It seemed pretty straight forward to connect my PSoC4 keyboard to a micro:bit since the PSoC4 could already scan the keyboard and display the characters and the micro:bit program could already control its LCD. However I ran into no end of grief trying to make it happen. After I set up the PSoC in SPI slave mode there was just no output. careful monitoring of the micro:bit SPI discovered a couple of minor issues with the micro:bit program, but even after it was cleaned up, the PSoC just wasn't responding as expected. It is very tough to troubleshoot the slave since there were no signals to analyze. Of course I had goofed in picking an output mode for the SPI transmit pin, but it took an lot of digging in many wrong directions before I discovered it.
Then I ran into severe memory shortages with my micro:bit program. I found it very difficult to figure out how much memory is available in the micro:bit and how much is used. After much research I found the reason why I only had enough memory to store font patterns for 16 characters out of the 60 key on my keyboard was due to RAM limitations. Eventually, after trying a bunch of techniques to conserve memory I figured out how to embed the fonts entirely in FLASH memory. The following video shows the result.

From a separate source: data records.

PR #757, opened 2024-02-09
CORGI-1015: fix size overflow on nvr & nevra migration

JimFuller-RedHat:
amends 0117_update_container_nvrs.py django migration defined in #756


JimFuller-RedHat:
we want this to process over the weekend on stage, tested locally ... pulling the trigger

PR #758, opened 2024-02-12
CORGI-954 Fix Software build names for container builds, and upate container nvrs to correct values from Brew

jasinner:
This is the 3nd attempt at this issue. The first attempt had a bug where the first loop in the Container migration left out a distinct. That caused some container NVRs to be updated more than once. This PR fixes that issue by using distinct on the first loop in the 0118 migration. The 2nd attempt adjusted the length of the Component, nvr and nevra fields in a migration.  I undid the changes made in those migrations manually, see CORGI-954 for details.

This PR also fixes softwarebuild names to use the correct Brew build names instead of the component name, which could be fetched from the container name_label for container builds. Now they use the original value from Brew in all cases.


JimFuller-RedHat (approved):
third time is a charm, LGTM

PR #762, opened 2024-02-13
CORGI-1011: upgrade local dev env postgres to pg15

JimFuller-RedHat:
@RedHatProductSecurity/corgi-devs please try this out in your local dev env ... once we confirm stability, then we will upgrade stage pg.

**Note** - one may have to explicitly `>podman pull registry.redhat.io/rhel8/postgresql-15:1-44
`

### DIFF
--- a/docker-compose.yml
+++ b/docker-compose.yml
@@ -8,7 +8,7 @@ services:
       resources:
         limits:
           memory: 2G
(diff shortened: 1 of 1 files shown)


JimFuller-RedHat:
@jasinner mentioned - if one has a local dev db with data, best to pg_dump it first (and restore after upgrade)... going to merge this.

PR #764, opened 2024-02-14
CORGI-651 add restore licenses script

jasinner:
Restore OpenLCS license data

### DIFF
--- a/scripts/restore_licenses.sh
+++ b/scripts/restore_licenses.sh
@@ -1,0 +1,35 @@
+#!/usr/bin/env bash
+set -e
+
+export PGPASSWORD=test
+
+if [[ -z "$1" ]]; then
+    licenses_file='./licenses.tar.gz'
+else
+    licenses_file="$1"
+fi
+
+echo "Decompressing ${licenses_file} ..."
+tar xvf "${licenses_file}"
+
+echo "Creating a temporary table to populate with values from licenses_file"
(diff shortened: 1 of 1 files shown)


scripts/restore_licenses.sh
```diff
@@ -0,0 +1,29 @@
...
+tar xvf "${licenses_file}"
+
+echo "Creating a temporary table to populate with values from licenses_file"
+psql -h localhost -p 5433 -U corgi-db-user --dbname corgi-db -c 'CREATE TABLE license_temp(purl varchar(1024), copyright_text text, license_concluded_raw text, openlcs_scan_url text, openlcs_scan_version text)'
+
+echo "Populating the temporary table"
+psql -h localhost -p 5433 -U corgi-db-user --dbname corgi-db -c '\copy license_temp(purl, copyright_text, license_concluded_raw, openlcs_scan_url, openlcs_scan_version) from licenses.txt'
+
+echo "Updating the core_component table with values from temporary table"
+psql -h localhost -p 5433 -U corgi-db-user --dbname corgi-db -c 'UPDATE core_component o SET copyright_text=t.copyright_text, license_concluded_raw=t.license_concluded_raw, openlcs_scan_url=t.openlcs_scan_url, openlcs_scan_version=t.openlcs_scan_version FROM license_temp t WHERE o.purl=t.purl'
```
jasinner, line 28: I've been running this for several hours in dev and it hasn't complete yet. I did seem to block the 0118 migration (which also tries to update core_component table), not sure if it blocks reads of not.

jasinner: There are over 7 million rows in the license_temp table. I don't think it's a good idea to a where clause to the 'copy to' command which dumps the data though, as we want to clear these values from the stage dump after we restore it to prod.

jasinner:

PR #772, opened 2024-02-27
CORGI-1025 return 204 http response for non root component manifest

jasinner:
We don't save component taxonomy for non-root components so attempting to generate a manifest for them results in a populated relations field, but nothing in the packages list. 
One way to fix this would be adjust provides relationship of component to traverse the graph instead of populating a many-to-many relationship. However since we don't need non-root component manifest for any specific business requirement at the moment I opted to just return 204 response content here indicating there is no content for the request.


jasinner:
@component-registry please review

PR #780, opened 2024-03-26
CORGI-1044 Duplicate components in SBOMs causing validation failure

jasinner:
I'm not sure what change cause this issue to surface now. It was happening in stage just before the upgrade to PG15
. However it does seem to be resolved by adding a distinct on manifest_components filter.


jasinner:
When looking at the latest components via the API I don't see the same duplicate components issue, so only adding this change to the manifest_components endpoint.

JimFuller-RedHat (approved):
LGTM

PR #781, opened 2024-04-02
CORGI-1046 only update cnode purl where component purl is updated

jasinner:
This is part of the fix for CORGI-1046, Postgres High Disk IO. The other part is an adjustment to the index to add purl.


JimFuller-RedHat (approved):
LGTM!

PR #786, opened 2024-04-04
CORGI-562 upgrade django

jasinner:


jasinner:
The test failure has me baffled. From some debugging it seems that we do update the namespace to REDHAT for the RPMMOD with name '389-ds', but that is not reflected in the obj.purl. If you call obj.get_purl() it shows the expected value indicating the generated value is correct.

PR #791, opened 2024-04-15
save container leaf nodes in a transaction to delay mptt updates

jasinner:
Similar to [pull/789](https://github.com/RedHatProductSecurity/component-registry/pull/789) except this time recurse the leaf node components twice. Once without a transaction to save the components, and a 2nd time in a transaction with delayed MPTT tree updates.


JimFuller-RedHat (approved):
as far as I can tell LGTM

PR #800, opened 2024-07-16
CORGI-1058 rhbq manifest

jasinner:
Don't fail the slow_fetch_pnc_sbom task on missing ProductVariant.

It seems like a simple step forward, but this has been the toughest part of the project so far. Thankfully it is sorted out, but there is still significant work left to shoehorn a BLE stack into the micro:bit.
I think I will switch to mechanical tomorrow and get some packaging designed.
The big idea behind adding a keyboard and LCD to a micro:bit is to provide a low cost way for micro:bits to send text to each other.
When this all works the device will be the equivalent of a walkie-talkie except it will send text instead of voice.
The big question is what to call it?
Should it be:
- micro:bit textr
Please feel free to suggest other potential names in the comments below.
There is less than a week left in the project, so it is going to be a mad scramble to see how many of the remaining objectives can be achieved.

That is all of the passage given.